I'm trying to spiff up a riff I just put up on here and think that some neato dissonant chords would work just well, plus show off the fact I am actually playing a 7 string and not just a mega low tuned (drop A tuned aha!) 6 string. 

So my root note is going to be a A (7th fret 4th string). I know nothing about seventh chords or diminished or augmented or anything. Anyone care to explain this kind of thing to me or at least refer me to a good lesson about it?


----------



## distressed_romeo (Feb 23, 2007)

One of my favourite 'weirdoid' voicings is just to take a regular power chord and raise the octave note by a semitone...

------
------
------
---6--
---5--
---3--
------ So you get an 'add flat 9' chord, although I don't think there's really an ideal way of naming it; it's not really suspended, as it's not intended to resolve naturally to anything. It's just meant to sound screwed up!

Alternatively, try this one...you could think of it as being an inverted power chord, with the lowest note dropped by a semitone...

------
------
------
---6--
---4--
---3--
------ 

Explaining chord theory, especially for extended voicings, is a huge topic. To be honest, if you're playing with a heavy, distorted sound, dissonant clusters like the ones above will probably be more effective than huge 4 or 5 note voicings, which tend to turn to mud once you add even a little bit of distortion.


----------



## Brett89 (Feb 23, 2007)

When I try some chords in very high registers with distorsion, they sound pretty bad... I think the distorsion is the problem, but why?

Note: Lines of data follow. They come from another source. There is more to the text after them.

PR #2269, opened 2023-01-14
Foreignkey input support

RFSH:
This PR will introduce a `ForeignkeyField` component. Given that we decided to improve the AngularJS behavior, and I made many changes that would need review, I created this PR.

In summary,
- I had to add some more props to `InputSwitch` for foreignkey inputs. I left a TODO in there, but I think what I have is good for now. The added props are more or less the same as what we have in AngularJS.
- The `domain-filter` logic needs all the raw data of a foreignkey table. We also need to show the row-name to the users, and not the saved raw value.
  - [`foreignKeyData`](https://github.com/informatics-isi-edu/chaise/blob/react-recordedit-fk/src/providers/recordedit.tsx#L45,L51) has been added to `RecordeditContext` to capture the data (it's a `useRef`).
  - In edit mode, we already have access to this data through the main request. So we don't need any further changes during the initial load.
  - In create mode, if a column has prefilled or default values, we should fetch the foreignkey data. 
    - At first, I implemented this logic in the `populateCreateInitialValues` function. But given that this function is synchronous, I created a function called [`getPrefilledDefaultForeignKeyData`](https://github.com/informatics-isi-edu/chaise/blob/react-recordedit-fk/src/providers/recordedit.tsx#L504,L593) in `RecordeditProvider`, so `RecordeditComponent` can call it.
    -  To be able to change the displayed values in the form, I had to pass the `setValue` function of `react-hook-forms`'s `FormContext` to the function mentioned above. It looks a bit ugly, but I think it should be fine and I couldn't find a better way.
    - Unlink AngularJS, I'm making sure to send foreignkey requests only if any input relies on `domain-filter`.
    - Unlike AngularJS, I'm showing an overlay for inputs that rely on `ForeignKeyData`. I added `waitingForForeignKeyData` for the spinner that is displayed while requests are pending.
  - When users pick a new foreignkey, I'm updating the `foreignKeyData` at the same time as the displayed value in the input.

The code is complete and works based on my testing. But I still need to fully test if the changes have affected other columns (apart from integers which I already did). Also, I got some warning during build in dev mode after including the `RecordsetModal` in `ForeignkeyField`. So I had to make a small adjustment to the webpack. While I think my change should be good, I'll need to test it a bit more.


RFSH:
While testing, I found some bugs that I fixed in my latest commit. Summary of changes:

- Moving the `column-cell` to be an outer div of `InputSwitch` broke the height logic. So I reverted that change and moved the spinner inside the `foreignkey-field.tsx`.
- Added proper tooltip and disabled logic to submit button.
- Made sure the default and prefill logic worked in all cases. 
  - In the AngularJS version, we're abusing `submissionRows` by storing the raw foreignkey column values. Since we don't have that in React, we're keeping everything in the form values (by doing `FormContext.setValue`). I found some cases where I didn't properly do this, so I had to make some adjustments.
  - Changed the `populateSubmissionRow` and `copyForm` logic to use the `reference.activeList.allOutBounds` for foreignkey values, as some prefilled foreignkeys might not be part of the visible columns.

PR #2289, opened 2023-04-01
handle date and time inputs manually

RFSH:
When we migrated the recordset app, we used the browser's `date` and `time` inputs for facet range pickers.

But now that we've used this feature more and discussed it, we prefer the old AngularJS method where we used `text` inputs with special masks and validators. The following are some of the issues with `date`/`time` input type:
  - The behavior is not consistent between browsers. It also shows different formats based on user locale (e.g., 24hr time vs. 12hr), which could confuse UX.
Partial values were causing issues in both date and time.
  - We cannot easily support multiple formats for time.
  - We have to test the validation and date/time pickers manually.

Therefore, this will modify date and time inputs into text inputs with special masks and validators (the same as AngularJS) implementation.

Notes and other changes,
  - In AngularJS implementation, we allowed 24hr format and had AM/PM toggle. Since this would leak to confusing UX, I didn't implement AM/PM toggle (this is consistent with range-input behavior as in AngularJS it was just 24hr format).
  - Added a mask to date inputs using [imaskjs](https://imask.js.org/).
  - Changed the DateTimeField component to use DateField instead of repeating the same structure in two places.
  - Changed RangeInputs to fix a side effect where the facet wasn't updating the min/max displayed on the inputs.

**Pending**:
- There's a bug in my implementation where even though I'm showing the errors for date-time-field properly, the react-hoo-form submit is firing the successful callback and submitting the form (the value is empty in this case, so it's not a usage issue).

### DIFF
--- a/package-lock.json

For example, if I pick something like this....

---2-----1------------
---3-----3------------
---3-----4------------
----------------------
----------------------
----------------------


----------



## distressed_romeo (Feb 23, 2007)

Brett89 said:


> When I try some chords in very high registers with distorsion, they sound pretty bad... I think the distorsion is the problem, but why?
> 
> For example, if I pick something like this....
> 
> ...



That's because of the guitar's tuning; those shapes would be major triads on the bottom four strings, but you have to remember that there's a major third between the 2nd and 3rd strings, not a fourth, and so you'll have to adjust your shapes accordingly.

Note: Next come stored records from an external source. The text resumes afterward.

Issue #2306, opened 2023-04-25
Filtering on the Date Type


svoinea:
We have at https://dev.pdb-dev.org/chaise/recordset/#99/PDB:entry@sort(RCT::desc::,RID) `2` records that have the `Submitter Flag Date` equal to `2023-04-25`.
The filter panel lokks:
<img width="423" alt="Initial" src="https://user-images.githubusercontent.com/1609577/234425817-0636965d-3600-4602-9f41-b19eea8927ab.png">

Is it OK on the `x` coordinate the date `2023-04-24` to appear twice? Also the date `2023-04-25`?
Is it OK on the `y` coordinate to appear `1` twice and `2` twice?

When we are checking the box at the specified range, we are getting:
<img width="422" alt="Range" src="https://user-images.githubusercontent.com/1609577/234425869-88562bb9-8272-4214-820c-4895933dd162.png">

jrchudy:
This is happening for the `yaxis` because plotly is trying to display more "ticks" than it needs to. By turning the "tick" formatting off, I was able to see the yaxis labels as `[0, 0.5, 1, 1.5, 2]`. The formatting was rounding up these half values.

In the old implementation, plotly was automatically setting `tickmode: linear` based on the data type used for the axis.

This is expected in the case of the `xaxis` in very small ranges of data.

jrchudy:
@svoinea Changes to fix this issue have been merged into master and should be available after the next hourly update.

svoinea:
@jrchudy I have tested and looks good.

PR #2307, opened 2023-04-27
Range picker bugs

jrchudy:
This PR fixes issue #2306. 

Adding `tickmode: 'linear'` to the `yaxis` communicates to plotly that the values displayed for `yaxis` should be a linear relation. the other bug in this PR was checking the difference between min and max incorrectly by doing a conversation and diff instead of using  the moment API, `isBefore`.

Another bug was found while trying to fix the other bugs, we were allowing users to "zoom" in the plot using the builtin plotly functionality when the plot couldn't be zoomed anymore (providing a confusing UX).

### DIFF
--- a/src/components/faceting/facet-range-picker.tsx
+++ b/src/components/faceting/facet-range-picker.tsx
@@ -84,7 +84,7 @@ const FacetRangePicker = ({
 
   const [compState, setCompState] = useState<RangePickerState>(() => {
     const defaultPlotLayout: PlotlyLayout = {
-      autosize: true,
+      // autosize: true,
       height: 150,
       margin: {
         l: 40,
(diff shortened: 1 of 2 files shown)


src/components/faceting/facet-range-picker.tsx
```diff
@@ -84,7 +84,7 @@ const FacetRangePicker = ({
 
   const [compState, setCompState] = useState<RangePickerState>(() => {
     const defaultPlotLayout: PlotlyLayout = {
-      autosize: true,
+      // autosize: true,
```
RFSH, line 87: Please comment why you're uncommenting it in the code as well.

src/components/faceting/facet-range-picker.tsx
```diff
@@ -107,7 +108,8 @@ const FacetRangePicker = ({
       yaxis: {
         fixedrange: true,
         zeroline: true,
-        tickformat: ',d'
+        tickformat: ',d',
+        tickmode: 'linear'
```
RFSH, line 112: Please comment why you added this it in the code as well.

PR #2321, opened 2023-06-08
Document how to add chaise urls to GA report

RFSH:
We recently realized that Google Analytics is not reporting URL fragments. So I tried to figure out how to fix that and modified the documentation to include the new information.

As part of this, I had to write a JavaScript script to extract the URL path we care about. That's why instead of directly pushing the code I created this PR so @jrchudy  can review the chagnes.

Here's how those major triad shapes would look on the top three strings...

---3-----2------------
---4-----4------------
---3-----4------------
----------------------
----------------------
----------------------

Incidentally, be careful about piling too much distortion onto triads, as they can easily sound like a mess if you're not careful. If you're going to use those chord shapes with distortion, go easy on the gain, and don't hit the guitar too hard. It might also help if you pick slightly closer to the bridge than normal.


----------



## Brett89 (Feb 23, 2007)

Ok, thanks the advice!

Oh and one more thing...

Maybe I missunderstud something but my teacher showed me how to "build" major, and minor chotds... and he learnd two other types, but I don't know thier name in english, soo could you tell me what are these?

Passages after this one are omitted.